Author : Antony Fisher
Publisher :
Page : 184 pages
File Size : 18,54 MB
Release : 1974
Category : Agriculture and state
ISBN :
Author : Antony Fisher
Publisher :
Page : 184 pages
File Size : 18,54 MB
Release : 1974
Category : Agriculture and state
ISBN :
Author : Niall Ferguson
Publisher : Penguin Books Limited
Page : 0 pages
File Size : 43,89 MB
Release : 2018
Category : Business & Economics
ISBN : 9780141984810
'The most brilliant historian of his generation' The Times Most history is hierarchical- it's about popes, presidents, and prime ministers. But what if that's simply because they create the historical archives? What if we are missing equally powerful but less visible networks - leaving them to the conspiracy theorists, with their dreams of all-powerful Illuminati? The twenty-first century has been hailed as the Networked Age. But in The Square and the Tower Niall Ferguson argues that social networks are nothing new. From the printers and preachers who made the Reformation to the freemasons who led the American Revolution, it was the networkers who disrupted the old order of popes and kings. Far from being novel, our era is the Second Networked Age, with the computer in the role of the printing press. But networks have a dark side, prone to clustering, contagions, and even outages.
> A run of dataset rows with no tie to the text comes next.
PR #1560, opened 2026-05-25
feat: migrate Chaos Rising (MEP) to new variant format

pragmaticivan:
## Summary
- Moves `thirdParty` tcgplayer IDs into the `variants` array for all 122 cards
- Removes old boolean `variants` object fields (`normal`, `reverse`, `holo`, `firstEdition`)


FalconChipp:
Closed as duplicate

PR #1570, opened 2026-05-28
Add missing cards for SM Trainer Kit Alolan Raichu

0xHellCat:
I don't know why, but almost all the "energy" cards had not been added.


thomas-bassett (changes requested):
Thanks for your first PR couple things:

-  can you add the variants to these cards.
- please use the `001` format for the card naming

thomas-bassett:
closing due to inactivity

PR #1571, opened 2026-05-29
Fix/cardmarket ids

Cherden:
## Changes

- update cardmarket ids for cards in multiple sets

## Details

*This PR is a draft because its ongoing, I'm not finished yet*

I wanted to have a unique relation between cards and cardmarket ids and upon ingesting data noticed there are a lot of duplicates. This PR will fix the ones I found through my duplicate check script. The fix is mostly checking by hand, for some I was able to fix with a script (copy paste error from the previous card).

The behavior I noticed with the duplicate errors is that a previous script was grabbing the first cardmarket id it could find for a specific name and applying it to all card instances.

In other PRs I read that there is a new schema for variants which include external ids. Please note that this is out of scope for this PR, I'm only fixing the cardmarket ids.

Validation:

- pnpm validate


thomas-bassett:
Hi, thanks for the PR

Please check with the contributing guidelines, this is a massive PR. and needs splitting down into separate parts. Ideally, you wouldn't submit more than one set at once but if it's only a couple of cards, then you can combine them. 

Also, I see you've said that variants are out of scope. Just note that we may decide not to merge some PRs in favour of waiting for the variant version as its easier to manage that way

Cherden:
> Hi, thanks for the PR
> 
> Please check with the contributing guidelines, this is a massive PR. and needs splitting down into separate parts. Ideally, you wouldn't submit more than one set at once but if it's only a couple of cards, then you can combine them.
> 
> Also, I see you've said that variants are out of scope. Just note that we may decide not to merge some PRs in favour of waiting for the variant version as its easier to manage that way

Sure, can split it. Will wait until I get a signal when the variant migration is done, then.

PR #1609, opened 2026-06-05
Fix: add stamp types to interface for 'fernando-cifuentes' and 'fernando-cifuentes-gold'

jshill103:
closes #

### DIFF
--- a/interfaces.d.ts
+++ b/interfaces.d.ts
@@ -34,7 +34,8 @@ export type VariantStamps = '1st-edition' | 'w-promo' | 'pre-release' | 'pokemon
 	| 'zachary-bokhari' | 'shuto-itagaki' | 'snowflake' | 'trick-or-trade' | 'horizons' | 'gamestop' | 'eb-games'
 	| 'illustration-contest-2024' | 'worlds-2025' | 'top-eight' | "champion" | "master-ball-league" | "ultra-ball-league" | "judge" | "asia-promo"
 	| "international-championship-europe" | "international-championship-latin-america" | "international-championship-north-america" | 'ace-trainer'
-	| 'pikachu' | 'bulbasaur' | 'squirtle' | 'charmander' | 'pokeball' | '30th-pokeday' | 'mcdonalds' | 'pokemon-together'
+	| 'pikachu' | 'bulbasaur' | 'squirtle' | 'charmander' | 'pokeball' | '30th-pokeday' | 'mcdonalds' | 'pokemon-together' | 'fernando-cifuentes'
+	| 'fernando-cifuentes-gold'
 
 export interface variant_detailed {
 	/**


interfaces.d.ts
```diff
@@ -34,7 +34,8 @@ export type VariantStamps = '1st-edition' | 'w-promo' | 'pre-release' | 'pokemon
 	| 'zachary-bokhari' | 'shuto-itagaki' | 'snowflake' | 'trick-or-trade' | 'horizons' | 'gamestop' | 'eb-games'
 	| 'illustration-contest-2024' | 'worlds-2025' | 'top-eight' | "champion" | "master-ball-league" | "ultra-ball-league" | "judge" | "asia-promo"
 	| "international-championship-europe" | "international-championship-latin-america" | "international-championship-north-america" | 'ace-trainer'
-	| 'pikachu' | 'bulbasaur' | 'squirtle' | 'charmander' | 'pokeball' | '30th-pokeday' | 'mcdonalds' | 'pokemon-together'
+	| 'pikachu' | 'bulbasaur' | 'squirtle' | 'charmander' | 'pokeball' | '30th-pokeday' | 'mcdonalds' | 'pokemon-together' | 'fernando-cifuentes'
```
advra, line 37: Before we get too far in the weeds, shouldnt we instead have World Championship as a `VariantType`?

Then in variant_detailed subtypes define ` fernando-cifuentes`? It seems like drilling down these championship variants is becoming messy. It is easier to drill down through "Championship variants" first rather than the championship winner's specific names.

jshill103: I would agree but following what is already here in this interface: | 'zachary-bokhari' | 'shuto-itagaki' would follow the pattern im attempting to implement here. Tho I do think eventually something to what you described should be implemented.

thomas-bassett: so this is something i touched on earlier. i believe the PR is open still i will go back and update it. but i basically create a `stamp_detailed` object that would take a stamp say for example `world-championships` and then you would fill in the `detail` field with `2018` the  compiler at runtime would flatten the stamp into `world-championships-2018` this cleared up a large amount of these very similar stamps. 

i get what your saying about a variant type but i would argue what makes a card a world championship variant type, in my eyes its the stamp so moving world championships out of stamps removes some of the specific information about the card. How would a user know that all world championship cards have a stamp.

thomas-bassett:
only add the stamps when you use them, going to close this for now.

interfaces.d.ts
advra: I see. I agree with the `stamp_detailed` approach if it can clean up the variants and flatten then we will be at a much better state than previously. It would be a big improvement. In `detail` we can then  include the champions name somehow.

thomas-bassett: I would leave the base signatures in stamps so `zachary-bokhari` would stay in the stamps. But the `gold` and `silver` details wouldn't need too. This is to keep as much as possible type defined

PR #15650, opened 2024-10-04
Split off bevy_image from bevy_render

atlv24:
# Objective

- bevy_render is gargantuan

## Solution

- Split off bevy_image

## Testing

- Ran some examples


alice-i-cecile:
Adding this to the 0.15 milestone. I don't want this to wait around because of the merge conflict pain, and merging this just after a release will make point release fixes brutal.

crates/bevy_image/Cargo.toml
```diff
@@ -0,0 +1,61 @@
...
+] }
+bevy_utils = { path = "../bevy_utils", version = "0.15.0-dev" }
+
+# rendering
+image = { version = "0.25.2", default-features = false }
+
+# misc
+bitflags = { version = "2.3", features = ["serde"] }
+bytemuck = { version = "1.5" }
+wgpu = { version = "22", default-features = false }
```
JMS55, line 44: Do you need the full wgpu here, or will wgpu-types work?

JMS55 (approved):

IceSentry (approved):

mockersf:
I think I would prefer a more general crate than bevy_image, to be able to move other kinds of assets currently living in bevy_render like `Mesh`, rather than multiplying small crates like `bevy_image`, `bevy_mesh`, ...
maybe a `bevy_render_assets`?

alice-i-cecile (approved):

alice-i-cecile:
I'm neutral on the two approaches, but I'd like to decide relatively quickly. I do like that the current split means 2D games don't have to pull in 3D mesh formats, but that can be feature-flagged within this crate.

alice-i-cecile:
There was [more discussion on Discord](https://discord.com/channels/691052431525675048/692572690833473578/1291855507187040377), but we're moving forward with the `bevy_image` + `bevy_mesh` approach.

Issue #15459, opened 2024-09-26
Follow up on Retained Rendering


Trashtalk217:
Merging #15320 leaves behind a couple of gaps that can be easily filled in a follow-up PR(s).

### Implement `WorldQuery` for `RenderEntity` and `MainEntity`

And the conflicts of the past already have unnerving parallels today, in the time of Facebook, Islamic State and Trumpworld.
Author : Will Durant
Publisher : Simon and Schuster
Page : 117 pages
File Size : 32,85 MB
Release : 2012-08-21
Category : History
ISBN : 1439170193
A concise survey of the culture and civilization of mankind, The Lessons of History is the result of a lifetime of research from Pulitzer Prize–winning historians Will and Ariel Durant. With their accessible compendium of philosophy and social progress, the Durants take us on a journey through history, exploring the possibilities and limitations of humanity over time. Juxtaposing the great lives, ideas, and accomplishments with cycles of war and conquest, the Durants reveal the towering themes of history and give meaning to our own.
Author : Amanda H. Podany
Publisher : Oxford University Press
Page : 423 pages
File Size : 14,6 MB
Release : 2010-07-13
Category : History
ISBN : 0199718296
Amanda Podany here takes readers on a vivid tour through a thousand years of ancient Near Eastern history, from 2300 to 1300 BCE, paying particular attention to the lively interactions that took place between the great kings of the day. Allowing them to speak in their own words, Podany reveals how these leaders and their ambassadors devised a remarkably sophisticated system of diplomacy and trade. What the kings forged, as they saw it, was a relationship of friends-brothers-across hundreds of miles. Over centuries they worked out ways for their ambassadors to travel safely to one another's capitals, they created formal rules of interaction and ways to work out disagreements, they agreed to treaties and abided by them, and their efforts had paid off with the exchange of luxury goods that each country wanted from the other. Tied to one another through peace treaties and powerful obligations, they were also often bound together as in-laws, as a result of marrying one another's daughters. These rulers had almost never met one another in person, but they felt a strong connection--a real brotherhood--which gradually made wars between them less common. Indeed, any one of the great powers of the time could have tried to take over the others through warfare, but diplomacy usually prevailed and provided a respite from bloodshed. Instead of fighting, the kings learned from one another, and cooperated in peace. A remarkable account of a pivotal moment in world history--the establishment of international diplomacy thousands of years before the United Nations--Brotherhood of Kings offers a vibrantly written history of the region often known as the "cradle of civilization."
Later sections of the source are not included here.